Recorded information.
════
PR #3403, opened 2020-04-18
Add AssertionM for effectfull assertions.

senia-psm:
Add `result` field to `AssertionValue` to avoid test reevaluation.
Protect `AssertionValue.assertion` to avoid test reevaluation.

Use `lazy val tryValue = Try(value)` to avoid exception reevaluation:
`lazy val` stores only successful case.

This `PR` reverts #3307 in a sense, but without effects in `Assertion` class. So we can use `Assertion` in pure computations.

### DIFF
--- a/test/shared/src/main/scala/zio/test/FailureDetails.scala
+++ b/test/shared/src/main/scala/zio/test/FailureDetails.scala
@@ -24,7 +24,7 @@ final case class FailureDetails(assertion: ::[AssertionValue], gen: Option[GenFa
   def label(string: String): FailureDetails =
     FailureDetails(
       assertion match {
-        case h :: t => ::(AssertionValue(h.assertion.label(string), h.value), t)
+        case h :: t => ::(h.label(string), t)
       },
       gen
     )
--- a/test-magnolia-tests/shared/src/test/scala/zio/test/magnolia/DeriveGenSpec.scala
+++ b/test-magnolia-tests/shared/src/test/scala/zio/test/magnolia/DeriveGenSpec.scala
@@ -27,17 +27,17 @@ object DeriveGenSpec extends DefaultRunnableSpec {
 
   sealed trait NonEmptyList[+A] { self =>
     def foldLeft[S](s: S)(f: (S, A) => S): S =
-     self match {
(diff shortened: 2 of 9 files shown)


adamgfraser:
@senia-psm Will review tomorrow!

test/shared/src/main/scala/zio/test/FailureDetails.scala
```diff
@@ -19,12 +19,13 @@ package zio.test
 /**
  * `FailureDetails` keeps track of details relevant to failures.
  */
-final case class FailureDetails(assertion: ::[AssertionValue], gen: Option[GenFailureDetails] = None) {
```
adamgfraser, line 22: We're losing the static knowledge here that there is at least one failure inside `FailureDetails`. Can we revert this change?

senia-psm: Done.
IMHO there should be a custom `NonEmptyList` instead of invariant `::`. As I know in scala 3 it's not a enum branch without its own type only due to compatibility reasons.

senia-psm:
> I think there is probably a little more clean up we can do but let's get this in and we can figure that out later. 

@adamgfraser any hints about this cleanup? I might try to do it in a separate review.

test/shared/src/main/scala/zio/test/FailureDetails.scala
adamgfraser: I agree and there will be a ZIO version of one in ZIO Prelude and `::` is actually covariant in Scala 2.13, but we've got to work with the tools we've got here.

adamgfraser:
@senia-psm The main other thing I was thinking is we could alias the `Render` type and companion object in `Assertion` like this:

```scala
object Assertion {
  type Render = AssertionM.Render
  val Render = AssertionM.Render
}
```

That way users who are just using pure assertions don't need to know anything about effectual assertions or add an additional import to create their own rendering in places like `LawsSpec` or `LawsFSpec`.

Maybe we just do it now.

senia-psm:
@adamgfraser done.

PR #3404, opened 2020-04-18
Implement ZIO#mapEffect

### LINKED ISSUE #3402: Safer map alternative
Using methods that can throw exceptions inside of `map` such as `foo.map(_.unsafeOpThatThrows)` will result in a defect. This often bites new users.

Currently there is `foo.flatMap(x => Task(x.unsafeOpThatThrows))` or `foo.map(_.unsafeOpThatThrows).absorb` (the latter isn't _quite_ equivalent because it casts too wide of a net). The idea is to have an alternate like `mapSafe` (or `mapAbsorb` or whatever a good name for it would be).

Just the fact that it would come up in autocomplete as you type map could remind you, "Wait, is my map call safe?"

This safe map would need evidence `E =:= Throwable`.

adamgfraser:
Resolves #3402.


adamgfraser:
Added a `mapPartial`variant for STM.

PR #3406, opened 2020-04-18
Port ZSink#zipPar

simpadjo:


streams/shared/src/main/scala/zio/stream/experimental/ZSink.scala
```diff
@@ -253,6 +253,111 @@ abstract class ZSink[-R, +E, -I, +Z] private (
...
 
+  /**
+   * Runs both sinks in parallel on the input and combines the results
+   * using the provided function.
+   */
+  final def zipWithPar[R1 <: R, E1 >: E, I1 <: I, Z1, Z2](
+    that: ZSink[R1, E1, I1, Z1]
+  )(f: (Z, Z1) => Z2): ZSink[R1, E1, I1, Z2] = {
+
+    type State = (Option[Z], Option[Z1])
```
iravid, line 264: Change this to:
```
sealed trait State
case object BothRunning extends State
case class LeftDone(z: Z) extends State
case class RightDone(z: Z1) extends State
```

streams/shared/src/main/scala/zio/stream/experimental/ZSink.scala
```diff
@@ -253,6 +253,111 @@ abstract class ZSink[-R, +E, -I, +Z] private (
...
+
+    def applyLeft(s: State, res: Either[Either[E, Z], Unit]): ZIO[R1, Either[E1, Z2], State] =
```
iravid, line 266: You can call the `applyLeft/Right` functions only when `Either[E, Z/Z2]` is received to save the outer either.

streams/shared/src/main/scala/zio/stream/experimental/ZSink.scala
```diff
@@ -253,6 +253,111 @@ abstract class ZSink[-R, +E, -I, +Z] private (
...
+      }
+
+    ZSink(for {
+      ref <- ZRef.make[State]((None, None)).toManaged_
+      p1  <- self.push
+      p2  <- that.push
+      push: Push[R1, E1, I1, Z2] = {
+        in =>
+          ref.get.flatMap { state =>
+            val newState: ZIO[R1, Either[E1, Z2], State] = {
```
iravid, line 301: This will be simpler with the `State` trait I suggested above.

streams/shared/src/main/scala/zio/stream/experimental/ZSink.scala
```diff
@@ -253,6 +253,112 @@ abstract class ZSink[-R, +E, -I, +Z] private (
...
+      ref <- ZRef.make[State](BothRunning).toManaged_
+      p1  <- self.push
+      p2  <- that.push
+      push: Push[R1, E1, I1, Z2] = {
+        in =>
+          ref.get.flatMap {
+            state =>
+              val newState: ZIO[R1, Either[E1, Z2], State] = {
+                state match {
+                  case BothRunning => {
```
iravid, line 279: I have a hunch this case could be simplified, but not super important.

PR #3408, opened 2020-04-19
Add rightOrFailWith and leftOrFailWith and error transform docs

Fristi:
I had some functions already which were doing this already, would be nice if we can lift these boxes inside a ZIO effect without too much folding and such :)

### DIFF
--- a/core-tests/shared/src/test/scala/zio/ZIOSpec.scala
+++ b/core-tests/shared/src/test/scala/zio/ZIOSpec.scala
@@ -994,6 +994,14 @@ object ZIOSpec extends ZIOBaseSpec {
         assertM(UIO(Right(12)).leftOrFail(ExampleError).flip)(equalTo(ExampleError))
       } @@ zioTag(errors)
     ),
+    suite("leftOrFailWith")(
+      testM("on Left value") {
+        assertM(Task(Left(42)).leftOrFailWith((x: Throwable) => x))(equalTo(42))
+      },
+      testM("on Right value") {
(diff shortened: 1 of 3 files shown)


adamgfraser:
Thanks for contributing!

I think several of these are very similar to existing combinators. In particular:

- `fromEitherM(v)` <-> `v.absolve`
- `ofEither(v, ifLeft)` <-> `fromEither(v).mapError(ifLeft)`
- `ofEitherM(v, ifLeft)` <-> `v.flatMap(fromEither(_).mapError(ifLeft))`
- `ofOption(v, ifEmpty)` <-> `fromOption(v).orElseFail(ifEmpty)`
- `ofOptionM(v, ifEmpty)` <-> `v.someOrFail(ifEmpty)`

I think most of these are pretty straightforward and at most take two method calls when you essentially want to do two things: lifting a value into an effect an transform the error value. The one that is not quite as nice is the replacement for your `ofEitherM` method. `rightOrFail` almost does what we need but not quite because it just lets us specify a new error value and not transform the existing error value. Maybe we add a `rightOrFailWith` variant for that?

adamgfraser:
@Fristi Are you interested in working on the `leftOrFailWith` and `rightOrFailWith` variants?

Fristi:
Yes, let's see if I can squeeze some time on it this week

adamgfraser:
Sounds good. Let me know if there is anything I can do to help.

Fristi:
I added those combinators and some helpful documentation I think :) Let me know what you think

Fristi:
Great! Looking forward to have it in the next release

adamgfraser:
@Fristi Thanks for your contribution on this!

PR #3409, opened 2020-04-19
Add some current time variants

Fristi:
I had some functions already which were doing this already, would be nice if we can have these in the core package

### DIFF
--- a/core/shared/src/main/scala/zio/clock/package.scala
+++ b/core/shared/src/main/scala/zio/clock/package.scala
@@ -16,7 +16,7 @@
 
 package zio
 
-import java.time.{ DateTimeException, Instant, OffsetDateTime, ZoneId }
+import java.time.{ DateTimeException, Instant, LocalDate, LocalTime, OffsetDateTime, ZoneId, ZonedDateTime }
════
Number of lines containing the word "java" in the listing: state it, and add no other text.

Exercise output.
2